SimilariPy includes several normalization functions designed for sparse matrix pre-processing. All functions are implemented in Cython and support in-place operation for memory efficiency.

Normalizations

Function Description
normalize(X, norm='l2') Standard row or column-wise normalization.
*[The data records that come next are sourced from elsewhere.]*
PR #13008, opened 2018-02-20
Gocardless integration

chdecultot:
Hi,

This PR is linked to a Frappe PR for the integration of GoCardless in ERPNext.

GoCardless allows companies within the SEPA zone to collect wire transfers easily without having to process it manually with the bank or through a protocol like EBICS.

Since a SEPA payment can be made directly without a user approval if a mandate is valid, I added a method in the payment request to determine if an email should be send or  upon submission.

Thanks in advance for your help merging this PR.

EDIT: Linked with 5038 in Frappe


kennethsequeira:
@chdecultot are the docs added for the same?

PR #13010, opened 2018-02-20
Add total row in all trends reports

shreyashah115:


nabinhait:
@shreyashah115 The changes is applicable for all the `trends` report.

PR #22945, opened 2020-08-07
feat: allow Item image alt

scmmishra:
This PR adds a feature to add `alt` value to product image.

Field
image

Result
*Image alt shown as "Name"*
image


scmmishra:

erpnext/stock/doctype/item/item.json
```diff
@@ -1054,15 +1055,21 @@
    "fieldtype": "Data",
    "label": "Default Manufacturer Part No",
    "read_only": 1
+  },
+  {
+   "fieldname": "website_image_alt",
+   "fieldtype": "Data",
+   "label": "Image Alt Text"
```
marination:
```suggestion
   "label": "Image Alternative Text"
```
A layperson should also understand it

scmmishra: `Alt` is a generally accepted term. "Image Alternative Text" is not a clear label as well. Lets' make it "Image Description" ?

marination (approved):

PR #22956, opened 2020-08-08
fix: escape apostrophe in company name if exist

AfshanKhan:
If there was an apostrophe in the companies name the query for accounts payable summary used to break. So escaped it.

Supports 'l1', 'l2', and 'max'.
tfidf(X, tf_mode='sqrt', idf_mode='smooth') TF-IDF weighting with customizable term-frequency and inverse-document-frequency modes.
bm25(X, k1=1.2, b=0.75) BM25 weighting, a standard IR normalization used for relevance scoring.
bm25plus(X, k1=1.2, b=0.75, delta=1.0) BM25+ variant with an additional smoothing delta parameter.

Common Parameters

All normalization functions in SimilariPy share the following parameters:

Parameter Description
axis 1 for row-wise (default), 0 for column-wise normalization.
inplace If True, modifies the input matrix in-place.
logbase Base of the logarithm (e.g. e, 2) for TF-IDF and BM25.
tf_mode Term frequency transformation mode for TF-IDF and BM25 (see TF table).
idf_mode Inverse document frequency mode for TF-IDF and BM25 (see IDF table).

TF Modes

Mode Description
'binary' 1 if non-zero
'raw' Raw frequency
'sqrt' √(raw frequency)
'freq' Row-normalized frequency
'log' log(1 + frequency)

IDF Modes

Mode Description
'unary' No IDF applied
'base' log(N / df)
'smooth' log(1 + N / df)
'prob' log((N - df) / df)
'bm25' BM25-style IDF weighting

Notes

  • All normalization functions can operate in-place on CSR format to reduce memory overhead.
  • bm25 and tfidf are ideal for text, user-item, or interaction data.